**Task statement:** Copy every line from the records below that holds the word "github".

--- START ---

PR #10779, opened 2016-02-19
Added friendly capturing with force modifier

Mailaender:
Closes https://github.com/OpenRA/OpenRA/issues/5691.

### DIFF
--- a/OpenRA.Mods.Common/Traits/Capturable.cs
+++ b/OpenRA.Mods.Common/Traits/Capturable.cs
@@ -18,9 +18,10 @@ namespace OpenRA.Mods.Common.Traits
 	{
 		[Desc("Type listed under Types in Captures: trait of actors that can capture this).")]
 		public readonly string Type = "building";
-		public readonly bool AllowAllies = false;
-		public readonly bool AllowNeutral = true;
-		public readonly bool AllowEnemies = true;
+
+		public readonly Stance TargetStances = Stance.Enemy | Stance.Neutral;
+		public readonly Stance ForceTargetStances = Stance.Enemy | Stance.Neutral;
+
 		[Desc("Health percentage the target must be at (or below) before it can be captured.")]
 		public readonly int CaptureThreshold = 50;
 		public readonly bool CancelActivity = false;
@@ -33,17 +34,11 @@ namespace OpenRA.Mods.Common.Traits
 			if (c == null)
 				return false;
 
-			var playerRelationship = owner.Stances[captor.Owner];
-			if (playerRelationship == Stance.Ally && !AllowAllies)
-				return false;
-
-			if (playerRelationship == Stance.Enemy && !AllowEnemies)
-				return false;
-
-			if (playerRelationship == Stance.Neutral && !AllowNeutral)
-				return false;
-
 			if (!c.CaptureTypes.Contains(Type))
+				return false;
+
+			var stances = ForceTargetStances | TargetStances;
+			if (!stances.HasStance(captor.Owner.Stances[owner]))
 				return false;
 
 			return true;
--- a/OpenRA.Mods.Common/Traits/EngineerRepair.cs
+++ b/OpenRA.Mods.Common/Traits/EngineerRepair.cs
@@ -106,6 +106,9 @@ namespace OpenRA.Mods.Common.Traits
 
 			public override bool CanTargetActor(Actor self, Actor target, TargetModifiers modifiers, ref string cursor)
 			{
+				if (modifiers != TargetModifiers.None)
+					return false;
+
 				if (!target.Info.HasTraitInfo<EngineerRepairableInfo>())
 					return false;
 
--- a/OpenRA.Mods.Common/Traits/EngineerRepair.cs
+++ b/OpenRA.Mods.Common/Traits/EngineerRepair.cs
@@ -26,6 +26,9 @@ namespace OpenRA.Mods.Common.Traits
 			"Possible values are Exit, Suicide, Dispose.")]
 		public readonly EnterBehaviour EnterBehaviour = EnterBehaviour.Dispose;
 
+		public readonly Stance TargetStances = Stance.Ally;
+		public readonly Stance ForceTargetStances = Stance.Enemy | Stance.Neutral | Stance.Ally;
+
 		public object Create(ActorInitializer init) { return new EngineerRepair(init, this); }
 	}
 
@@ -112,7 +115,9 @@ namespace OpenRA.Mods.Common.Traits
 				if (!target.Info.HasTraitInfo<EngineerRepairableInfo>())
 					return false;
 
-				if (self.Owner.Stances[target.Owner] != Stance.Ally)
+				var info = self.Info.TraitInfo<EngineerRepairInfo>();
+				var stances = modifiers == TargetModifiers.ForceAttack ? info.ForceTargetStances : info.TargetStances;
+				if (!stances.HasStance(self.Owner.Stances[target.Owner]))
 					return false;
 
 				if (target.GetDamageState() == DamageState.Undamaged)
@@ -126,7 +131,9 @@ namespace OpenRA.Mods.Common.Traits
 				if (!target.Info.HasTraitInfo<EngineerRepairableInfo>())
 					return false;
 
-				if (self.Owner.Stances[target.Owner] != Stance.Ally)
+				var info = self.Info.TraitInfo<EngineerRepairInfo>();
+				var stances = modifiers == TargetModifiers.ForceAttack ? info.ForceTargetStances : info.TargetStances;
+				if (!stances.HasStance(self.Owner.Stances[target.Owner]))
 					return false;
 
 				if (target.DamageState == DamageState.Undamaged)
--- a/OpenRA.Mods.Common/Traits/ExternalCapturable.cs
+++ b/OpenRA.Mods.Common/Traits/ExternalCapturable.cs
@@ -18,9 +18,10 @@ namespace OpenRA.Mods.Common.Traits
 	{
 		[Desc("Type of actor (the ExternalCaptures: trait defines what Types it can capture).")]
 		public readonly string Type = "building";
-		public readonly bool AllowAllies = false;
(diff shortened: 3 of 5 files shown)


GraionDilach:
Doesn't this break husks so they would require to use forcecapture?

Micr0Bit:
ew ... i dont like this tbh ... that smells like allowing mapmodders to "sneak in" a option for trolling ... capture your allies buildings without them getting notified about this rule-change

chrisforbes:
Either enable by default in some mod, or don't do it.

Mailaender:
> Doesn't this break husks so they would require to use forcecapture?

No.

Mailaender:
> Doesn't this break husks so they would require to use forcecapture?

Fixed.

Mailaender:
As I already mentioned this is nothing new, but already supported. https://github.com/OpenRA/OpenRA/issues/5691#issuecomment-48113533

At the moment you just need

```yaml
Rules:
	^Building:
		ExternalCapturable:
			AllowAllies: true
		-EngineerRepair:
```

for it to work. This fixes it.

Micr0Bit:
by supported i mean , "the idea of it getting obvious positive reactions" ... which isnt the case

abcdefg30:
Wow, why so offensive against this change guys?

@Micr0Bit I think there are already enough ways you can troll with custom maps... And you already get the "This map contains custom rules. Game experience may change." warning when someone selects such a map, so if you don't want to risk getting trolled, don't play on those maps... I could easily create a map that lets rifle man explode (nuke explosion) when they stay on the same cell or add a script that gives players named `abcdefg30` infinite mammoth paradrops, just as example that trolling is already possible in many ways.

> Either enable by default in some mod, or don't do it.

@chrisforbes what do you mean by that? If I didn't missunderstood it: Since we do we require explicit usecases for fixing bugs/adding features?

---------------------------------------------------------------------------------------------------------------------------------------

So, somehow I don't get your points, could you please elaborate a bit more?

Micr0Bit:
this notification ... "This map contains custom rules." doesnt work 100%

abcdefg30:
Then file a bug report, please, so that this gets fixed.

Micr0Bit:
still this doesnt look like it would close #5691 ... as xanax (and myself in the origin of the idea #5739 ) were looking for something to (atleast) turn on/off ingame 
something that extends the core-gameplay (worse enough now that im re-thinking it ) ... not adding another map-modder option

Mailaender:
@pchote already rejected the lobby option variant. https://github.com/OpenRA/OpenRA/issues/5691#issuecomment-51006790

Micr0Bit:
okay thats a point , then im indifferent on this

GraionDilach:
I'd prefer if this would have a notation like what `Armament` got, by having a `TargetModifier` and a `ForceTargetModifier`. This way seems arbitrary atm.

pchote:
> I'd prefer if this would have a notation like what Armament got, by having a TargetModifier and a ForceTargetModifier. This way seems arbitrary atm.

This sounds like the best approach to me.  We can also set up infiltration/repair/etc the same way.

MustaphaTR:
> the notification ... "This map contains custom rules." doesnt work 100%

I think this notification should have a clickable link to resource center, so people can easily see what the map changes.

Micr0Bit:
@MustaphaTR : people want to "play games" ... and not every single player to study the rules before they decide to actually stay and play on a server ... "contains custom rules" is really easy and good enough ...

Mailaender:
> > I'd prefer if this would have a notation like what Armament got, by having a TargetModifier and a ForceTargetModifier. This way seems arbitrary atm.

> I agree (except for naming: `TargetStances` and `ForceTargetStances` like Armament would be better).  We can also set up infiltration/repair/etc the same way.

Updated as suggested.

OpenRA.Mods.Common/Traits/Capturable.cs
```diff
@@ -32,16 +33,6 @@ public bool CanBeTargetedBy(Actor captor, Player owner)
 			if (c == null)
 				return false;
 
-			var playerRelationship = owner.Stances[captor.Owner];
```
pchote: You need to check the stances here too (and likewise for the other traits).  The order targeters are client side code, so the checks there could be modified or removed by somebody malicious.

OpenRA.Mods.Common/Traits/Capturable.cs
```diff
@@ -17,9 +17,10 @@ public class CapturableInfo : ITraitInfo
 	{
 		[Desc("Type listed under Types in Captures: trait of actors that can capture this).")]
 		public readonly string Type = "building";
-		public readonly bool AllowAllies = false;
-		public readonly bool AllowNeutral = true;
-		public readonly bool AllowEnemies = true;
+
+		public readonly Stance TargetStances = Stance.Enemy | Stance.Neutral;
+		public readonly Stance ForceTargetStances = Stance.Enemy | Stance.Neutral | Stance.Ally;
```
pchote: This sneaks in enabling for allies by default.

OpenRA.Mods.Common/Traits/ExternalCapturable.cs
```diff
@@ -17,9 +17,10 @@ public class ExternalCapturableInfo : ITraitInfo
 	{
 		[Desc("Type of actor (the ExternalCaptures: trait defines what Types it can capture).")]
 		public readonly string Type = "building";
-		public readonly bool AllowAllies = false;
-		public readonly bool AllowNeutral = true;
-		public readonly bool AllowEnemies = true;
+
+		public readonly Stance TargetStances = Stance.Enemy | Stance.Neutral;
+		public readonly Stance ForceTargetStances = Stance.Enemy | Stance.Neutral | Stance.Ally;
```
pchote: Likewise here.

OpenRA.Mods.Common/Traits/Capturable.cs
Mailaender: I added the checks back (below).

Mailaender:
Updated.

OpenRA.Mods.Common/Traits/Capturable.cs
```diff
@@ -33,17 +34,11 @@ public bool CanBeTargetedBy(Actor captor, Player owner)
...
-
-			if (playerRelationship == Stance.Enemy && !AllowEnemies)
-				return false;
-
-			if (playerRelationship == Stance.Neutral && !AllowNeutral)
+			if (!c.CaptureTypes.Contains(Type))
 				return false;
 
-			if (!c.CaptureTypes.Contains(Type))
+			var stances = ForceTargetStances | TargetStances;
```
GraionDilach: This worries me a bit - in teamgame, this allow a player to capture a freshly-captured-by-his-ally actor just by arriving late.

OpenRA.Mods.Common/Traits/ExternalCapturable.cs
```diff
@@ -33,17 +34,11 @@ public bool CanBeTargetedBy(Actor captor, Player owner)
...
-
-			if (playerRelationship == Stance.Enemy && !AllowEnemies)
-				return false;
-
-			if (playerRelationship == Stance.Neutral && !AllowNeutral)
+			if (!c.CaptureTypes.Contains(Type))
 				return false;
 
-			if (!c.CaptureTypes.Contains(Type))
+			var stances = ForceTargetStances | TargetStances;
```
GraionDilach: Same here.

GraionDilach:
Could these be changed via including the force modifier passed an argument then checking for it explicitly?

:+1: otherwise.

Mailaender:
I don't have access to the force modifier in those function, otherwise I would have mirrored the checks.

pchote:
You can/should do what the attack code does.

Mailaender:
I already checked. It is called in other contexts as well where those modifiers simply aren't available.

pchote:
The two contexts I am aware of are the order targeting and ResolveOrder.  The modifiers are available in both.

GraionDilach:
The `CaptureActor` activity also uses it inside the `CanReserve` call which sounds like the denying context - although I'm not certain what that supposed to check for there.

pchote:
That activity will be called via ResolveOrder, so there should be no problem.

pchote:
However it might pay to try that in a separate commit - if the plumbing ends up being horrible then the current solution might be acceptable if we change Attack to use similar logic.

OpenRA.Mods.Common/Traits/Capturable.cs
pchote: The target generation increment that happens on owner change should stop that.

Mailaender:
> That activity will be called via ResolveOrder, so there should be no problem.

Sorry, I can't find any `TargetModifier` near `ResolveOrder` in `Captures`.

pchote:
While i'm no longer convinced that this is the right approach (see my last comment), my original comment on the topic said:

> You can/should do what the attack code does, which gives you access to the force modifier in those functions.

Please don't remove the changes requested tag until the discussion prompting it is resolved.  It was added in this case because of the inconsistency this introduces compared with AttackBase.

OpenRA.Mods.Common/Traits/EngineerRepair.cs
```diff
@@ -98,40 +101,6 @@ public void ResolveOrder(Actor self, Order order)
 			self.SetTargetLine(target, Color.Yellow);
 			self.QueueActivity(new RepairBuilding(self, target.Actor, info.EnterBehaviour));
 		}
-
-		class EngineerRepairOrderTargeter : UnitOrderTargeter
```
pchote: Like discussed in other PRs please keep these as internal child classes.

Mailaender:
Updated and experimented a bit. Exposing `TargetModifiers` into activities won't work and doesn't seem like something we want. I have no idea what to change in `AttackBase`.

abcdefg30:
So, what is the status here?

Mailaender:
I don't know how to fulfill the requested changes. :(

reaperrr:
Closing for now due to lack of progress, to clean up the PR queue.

--- END ---

**Worked solution:**
Closes https://github.com/OpenRA/OpenRA/issues/5691.
As I already mentioned this is nothing new, but already supported. https://github.com/OpenRA/OpenRA/issues/5691#issuecomment-48113533
@pchote already rejected the lobby option variant. https://github.com/OpenRA/OpenRA/issues/5691#issuecomment-51006790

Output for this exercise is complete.